Supplied data:
PR #240, opened 2026-08-29
Renormalise .cs line endings to LF

FrankRay78:
## What

Runs `git add --renormalize` over `*.cs` so the index matches the `*.cs text eol=lf` rule.

## Why

PR #236 added the rule to `.gitattributes` but did not renormalise the files already stored with CRLF. The rule therefore had no effect on the 18 existing CRLF files — and because the attribute now disagrees with what is stored, **git reports all 18 as modified in a clean checkout**. Anyone merging main right now inherits a permanently dirty working tree.

It also leaves a live trap: a scripted edit that rewrites one of those files silently flips its endings and turns a three-line change into a whole-file diff. That happened on #222 — a 3-line edit to `OoklaSpeedtestTests.cs` produced a 3,135-line diff.

## This is line endings only

```
git diff --ignore-cr-at-eol    # empty
```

The task: Give back the records above, character for character.

Solution to this exercise:
PR #240, opened 2026-08-29
Renormalise .cs line endings to LF

FrankRay78:
## What

Runs `git add --renormalize` over `*.cs` so the index matches the `*.cs text eol=lf` rule.

## Why

PR #236 added the rule to `.gitattributes` but did not renormalise the files already stored with CRLF. The rule therefore had no effect on the 18 existing CRLF files — and because the attribute now disagrees with what is stored, **git reports all 18 as modified in a clean checkout**. Anyone merging main right now inherits a permanently dirty working tree.

It also leaves a live trap: a scripted edit that rewrites one of those files silently flips its endings and turns a three-line change into a whole-file diff. That happened on #222 — a 3-line edit to `OoklaSpeedtestTests.cs` produced a 3,135-line diff.

## This is line endings only

```
git diff --ignore-cr-at-eol    # empty
```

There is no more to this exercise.